This article explores one of the features (of SQL server 2008 and higher) of providing the change tracking abilities i.e. what data has changed.
Introduction and background
Change tracking which means tracking the changes in data is an important need of modern day applications and especially the enterprise systems. Change tracking addresses the needs to query the changes to data and the access (security) information associated with the data changes, precisely the nature of change and who did it. The popular mechanism of implementing is by custom way i.e. addition of following columns in each of the database table
1. Added By :- The information about the user who added the record
2. AddedDateTime: The timestamp column for catching the exact datetime at which the record addition took place
3. UpdatedBy: The information about the user who updated i.e. edited and deleted the record
4. UpdatedDateTime: The timestamp column for catching the exact datetime at which the record updating took place
The other approached were creation of new table for storing the tracking information and using the combination of triggers and stored procedures or GUI component to put such information into these tables.
All these approaches have pros and cons but one thing is sure it requires a lot of work to be done and also it adds maintenance overhead.
The change tracking is characterized by
1. Change in row(record) or not: Whether the row has changed and recording of such change (achieved simultaneously or in the same transaction)
2. Which rows changed: which rows has changed and latest data of such changes or transaction rather than the intermediate values of multiple changes to same record/row
For recording the intermediate changes CDC i.e. change tracking feature is more useful. The information is available at http://www.dotnetfunda.com/articles/article1924-cdc-in-sql-server-2008-r2-part-i.aspx and http://www.dotnetfunda.com/articles/article1926-cdc-in-sql-server-2008-r2-part-ii.aspx.
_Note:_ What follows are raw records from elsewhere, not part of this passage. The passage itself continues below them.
PR #1228, opened 2024-01-31
feat: add responsive grid plugin

eoaksnes:

* Add a responsive layout grid that adapts to screen size ensuring consistency across layouts
* Added logic that minimizes the sidebar on smaller screens.

https://github.com/equinor/dm-core-packages/assets/1190419/096294f4-268f-4fa9-8f75-2c07c765eda4

https://github.com/equinor/dm-core-packages/assets/1190419/0056b9c6-9b95-47fc-b94e-3a209c4e41cf

An example configuration can look like this:

```json
"initialUiRecipe": {
    "name": "Dashboard",      
    "type": "CORE:UiRecipe",
    "plugin": "@development-framework/dm-core-plugins/responsive_grid" 
    "config": {
      "type": "PLUGINS:dm-core-plugins/responsive_grid/ResponsiveGridPluginConfig",
      "rows": [
        {
          "type": "PLUGINS:dm-core-plugins/responsive_grid/RowItem",
          "columns": [
            {
              "type": "PLUGINS:dm-core-plugins/responsive_grid/ColumnItem",
              "viewConfig": {
                "type": "CORE:ReferenceViewConfig",
                "recipe": "aRecipeName",
                "scope": "...."
              },
              "size": {
                "type": "PLUGINS:dm-core-plugins/responsive_grid/ColumnSize",
                "sm": 12,
                "md": 4
              }
            },
            {
              "type": "PLUGINS:dm-core-plugins/responsive_grid/ColumnItem",
              "viewConfig": {
                "type": "CORE:ReferenceViewConfig",
                "recipe": "aRecipeName",
                "scope": "...."
              },
              "size": {
                "type": "PLUGINS:dm-core-plugins/responsive_grid/ColumnSize",
                "sm": 12,
                "md": 4
              }
            }
          ]
        },
        {
          "type": "PLUGINS:dm-core-plugins/responsive_grid/RowItem",
          "columns": [
            {
              "type": "PLUGINS:dm-core-plugins/responsive_grid/ColumnItem",
              "viewConfig": {
                "type": "CORE:ReferenceViewConfig",
                "recipe": "aRecipeName",
                "scope": "...."
              },
              "size": {
                "type": "PLUGINS:dm-core-plugins/responsive_grid/ColumnSize",
                "sm": 12,
                "md": 4
              }
            }
          ]
        }
      ]
    }
  },
```

The recipe above defines two rows, where the first row contains two columns, and the second row contains a single column.  The columns will expand on "sm" screens the whole grid (12), but on "md" screens the columns will only take up the space defined in the recipe above (4).  

Some properties of the grid.
* There are default 12 available columns to use, but we add an option to change that number of available columns through the ui recipe config if needed later on. 
* The default breakpoints for the grid are 
  * sm: 576px
  * md: 768px
  * lg:  992px
  * xl: 1200px
  * xxl: 1600px
  * xxxl: 1920px

To understand better the concept implemented take a look at these similar implementations:
- https://getbootstrap.com/docs/5.3/layout/grid/
- https://mui.com/material-ui/react-grid2/

> **NOTE**: This plugin uses https://www.npmjs.com/package/react-grid-system, but we replace it by some code that @awesthouse has later on.

### DIFF
--- a/packages/dm-core-plugins/blueprints/responsive_grid/ColumnSize.json
+++ b/packages/dm-core-plugins/blueprints/responsive_grid/ColumnSize.json
@@ -1,0 +1,47 @@
+{
+  "name": "ColumnSize",
+  "type": "dmss://system/SIMOS/Blueprint",
+  "attributes": [
+    {
+      "name": "type",
+      "type": "dmss://system/SIMOS/BlueprintAttribute",
+      "attributeType": "string"
+    },
+    {
+      "name": "xs",
+      "type": "CORE:BlueprintAttribute",
+      "attributeType": "number",
+      "optional": true
+    },
+    {
+      "name": "sm",
+      "type": "CORE:BlueprintAttribute",
+      "attributeType": "number",
+      "optional": true
+    },
+    {
+      "name": "md",
+      "type": "CORE:BlueprintAttribute",
+      "attributeType": "number",
+      "optional": true
+    },
+    {
+      "name": "lg",
+      "type": "CORE:BlueprintAttribute",
+      "attributeType": "number",
+      "optional": true
+    },
+    {
+      "name": "xl",
+      "type": "CORE:BlueprintAttribute",
+      "attributeType": "number",
+      "optional": true
+    },
+    {
+      "name": "xxl",
+      "type": "CORE:BlueprintAttribute",
+      "attributeType": "number",
+      "optional": true
+    }
+  ]
+}
--- a/packages/dm-core-plugins/src/responsive_grid/ResponsiveGridPlugin.tsx
+++ b/packages/dm-core-plugins/src/responsive_grid/ResponsiveGridPlugin.tsx
@@ -1,0 +1,54 @@
+import { IUIPlugin, Stack, ViewCreator } from '@development-framework/dm-core'
+import { Typography } from '@equinor/eds-core-react'
+import React from 'react'
+import { Col, Container, Row } from 'react-grid-system'
+import { TCol, TGridPluginConfig, TRow } from './types'
+
+const defaultConfig: TGridPluginConfig = {
+  rows: [],
+}
+
+export const ResponsiveGridPlugin = (
+  props: IUIPlugin & { config: TGridPluginConfig }
+): React.ReactElement => {
+  const { config, idReference, type, onSubmit, onChange } = props
+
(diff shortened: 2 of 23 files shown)


packages/dm-core-plugins/src/responsive_grid/ResponsiveGridPlugin.tsx
```diff
@@ -0,0 +1,54 @@
...
+        display: 'flex',
+        maxWidth: 'max-content',
+      }}
+    >
+      <Container>
+        {internalConfig.rows.map((row: TRow) => {
+          const columns = row.columns.map((col: TCol) => {
+            return (
+              <Col {...col.size}>
+                <div style={{ marginBottom: '40px' }}>
```
awesthouse, line 35: We should be using grid gap and I feel like default should be much smaller, maybe 1rem/16px? And unless <Col /> can only have one child or it's required by react-grid-system I don't think there's a need for a div inside

packages/dm-core-plugins/src/responsive_grid/ResponsiveGridPlugin.tsx
```diff
@@ -0,0 +1,54 @@
...
+                    idReference={idReference}
+                    viewConfig={col.viewConfig}
+                    onSubmit={onSubmit}
+                    onChange={onChange}
+                  />
+                </div>
+              </Col>
+            )
+          })
+          return <Row gutterWidth={row.gutterWidth || 60}>{columns}</Row>
```
awesthouse, line 49: Also think default should be smaller here. I assume gutterWidth is the same as gap.
 I think rowGap and columnGap makes sense to use and to define it as such in the plugin blueprint. Maybe there are use-cases where columnGap is different per row, but I don't think it's very common. 

Or keep gutterWidth and set default to 0, but allow user to set gutterWidth if they want different values per row + add use of column-gap and row-gap which is the default

awesthouse (approved):

packages/dm-core-plugins/blueprints/responsive_grid/ColumnSize.json
soofstad, line 1: Perhaps link to the documentation in a description, or use the description field for each attribute how this should be used

soofstad (approved):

The custom way of achieving such tracking involves lot of work and also it becomes maintenance overhead.
To address such issues, Microsoft has come up with more sophisticated and atomic approach called CT- Change Tracking. It provides ability to record all the changes caused be any DML statement that affects. This feature is particularly handy in one way or two way synchronization applications. Also this is built to work with ADO.NET synch services.
Objective
To learn about the CT feature of SQL server (version 2008 and higher) To learn about the CT feature of SQL server (version 2008 and higher) .
Description
Note: For the examples, the schema for Employee table from sample database i.e. AdvntureWorks in SQL 2008 R2 is used (after some changes in structure). For demonstration, the scripts are also attached.
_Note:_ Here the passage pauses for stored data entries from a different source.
PR #51, opened 2026-04-07
feat (doc): pointing agents to model running on the cluster with vllm and kserve

jehlum11:


guide-local-agent-to-vllm-on-cluster.md
```diff
@@ -0,0 +1,118 @@
+# Running an Agent Locally with a Model Served on vLLM on OpenShift AI
```
mpk-droid, line 1: Thanks for documenting this — the content itself is useful. However, I think this doc targets the platform engineer persona (creating ServingRuntime/InferenceService CRs, tuning vLLM memory, exposing Routes), whereas this repo has so far focused on the AI engineer persona.

From the AI engineer's perspective, they just need to point their agent at a LlamaStack URL to access the model — the infrastructure behind it is abstracted away.

Before adding platform-focused content to this repo, I think we'd need to establish a clear pattern for how we organize and scope docs across personas. Otherwise we risk mixing concerns and making the repo harder to navigate for our primary audience.

mpk-droid (commented):
added a comment. lmk what you think.

guide-local-agent-to-vllm-on-cluster.md
jehlum11: Good point, I largely agree. I would say though that the separation isn't as strict. 
The platform engineer would deploy the operator (Kserve, llama-stack), then an end-user (an AIE etc) would need to still create instances against that operator (i.e. the CRs - Serving Runtime/inference serving, lls etc).  
Wdyt?

mpk-droid: Ah, I see. Thanks for the clarification. In my mind, the Platform engineer would also create the CRs for the operator. 

Drawing on my personal experience, i feel like a clear line between AI eng and Platform Eng would be that Plat eng handles all things cluster and exposes URIs for various resources and the AI Eng uses those resources to carry out some actions. I feel like this creates a cleaner boundaries in their responsibilities. Lets imagine that one of the resources is crash looping, with the line drawn as above, its clear that platform engineer would resolve it. wdyt?

andrewdonheiser: Hi @jehlum11 this PR has been parked for a while, do you still intend to merge this PR into the repo?

kami619:
@mpk-droid I vote to close this PR as it has been stale for a good amount of time, @jehlum11 can always re-open this when the time is right, it helps us keep our PR slate clean and many lint checks started to fail as there has been considerable change in that area.

mpk-droid:
> @mpk-droid I vote to close this PR as it has been stale for a good amount of time, @jehlum11 can always re-open this when the time is right, it helps us keep our PR slate clean and many lint checks started to fail as there has been considerable change in that area.

Agreed! 

@jehlum11 Closing it for now. Feel free to re-open it.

Setting up CT has few administrative tasks to be performed on the database for who CT is to be implemented.
Let’s create a database called “TrialDB”.
USE master;
go
IF EXISTS (SELECT * FROM sys.databases WHERE name = 'TrialDB')
DROP DATABASE TrialDB;
go
CREATE DATABASE TrialDB;
Go
Pre-requisites
1. The compatibility level of the database shall be 90 or more. The database compatibility level can be sensed as following
If the level is lesser than 90, the function CHANGETABLE needed for querying the change tracking information would return the error although the change tracking can be configured.
1. Enabling the SNAPSHOT isolation level helps to keep the change tracking information consistent.
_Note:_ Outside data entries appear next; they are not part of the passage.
PR #68, opened 2026-04-20
docs: update agent readme.md 

MRGuziX:
Summary                                                                                                                                                                          
                                                                                                                                                                                   
  - Added the "Tracing (optional)" section to 5 agent READMEs, using the human-in-the-loop agent as the reference template                                                         
  - Covers both local MLflow server and OpenShift MLflow server setup                                                                                                              
  - Each agent's MLFLOW_EXPERIMENT_NAME is tailored to match its agent.yaml name                                                                                                   
                                                                                                                                                                                   
  Agents updated                                                                                                                                                                   
                                                                                                                                                                                   
  - agents/langgraph/react_agent                                                                                                                                                   
  - agents/langgraph/react_with_database_memory             
  - agents/langgraph/agentic_rag                                                                                                                                                   
  - agents/llamaindex/websearch_agent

--SETTING SNAPSHOT ISOALATION LEVELS
ALTER DATABASE TrialDB
SET READ_COMMITTED_SNAPSHOT ON;
GO
ALTER DATABASE TrialDB
SET ALLOW_SNAPSHOT_ISOLATION ON
GO
This can be done through SQL Server Management Studio by using the Database Properties (ChangeTracking Page) dialog box.
The next step is to enable the CT for this database.
USE TrialDB;
GO
Alter Database TrialDB
Set Change_Tracking = ON
(Auto_CleanUP=ON, CHANGE_RETENTION=3 Days)
CHANGE_RETENTION is meant to specify the time period for which the tacking information be kept. The information would be removed periodically after such period. The AUTO_CLEANUP option is meant for either enabling or disabling the automatic clean-up of old tracking information
When READ_COMMITTED_SNAPSHOT is enabled the read operations don’t block the update operations and all queries running under this isolation use row versioning.
Is it all done? Not yet, the CT is enabled for database but it has to be enabled for individual tables too.
Let’s create a table called “Employee”. This table originally belongs to database “AdventureWorks”.
SET ANSI_NULLS ON
GO
SET QUOTED_IDENTIFIER ON
GO
CREATE TABLE [Employee](
[EmployeeID] [int] IDENTITY(1,1) NOT NULL,
[NationalIDNumber] [nvarchar](15) NOT NULL,
[ContactID] [int] NOT NULL,
[LoginID] [nvarchar](256) NULL,
[ManagerID] [int] NULL,
[Title] [nvarchar](50) NULL,
[BirthDate] [datetime] NULL,
[MaritalStatus] [nchar](1) NULL,
[Gender] [nchar](1) NULL,
[HireDate] [datetime] NULL,
[VacationHours] [smallint] NULL,
[SickLeaveHours] [smallint] NULL,
[rowguid] [uniqueidentifier] ROWGUIDCOL NULL,
[ModifiedDate] [datetime] NULL,
CONSTRAINT [PK_Employee_EmployeeID] PRIMARY KEY CLUSTERED (
[EmployeeID] ASC
)WITH (PAD_INDEX = OFF, STATISTICS_NORECOMPUTE = OFF, IGNORE_DUP_KEY = OFF, ALLOW_ROW_LOCKS = ON, ALLOW_PAGE_LOCKS = ON) ON [PRIMARY]
) ON [PRIMARY]
GO
Once the table is created, the CT can be enabled as shown below.
--ENABLING THE CHANGE TRACKING ON EMPLOYEE TABLE
ALTER TABLE Employee
ENABLE CHANGE_TRACKING WITH (TRACK_COLUMNS_UPDATED = ON)
GO
Once the change tracking is enabled, we can verify whether the change tracking is indeed enabled or not and also know the table name for which it is enabled.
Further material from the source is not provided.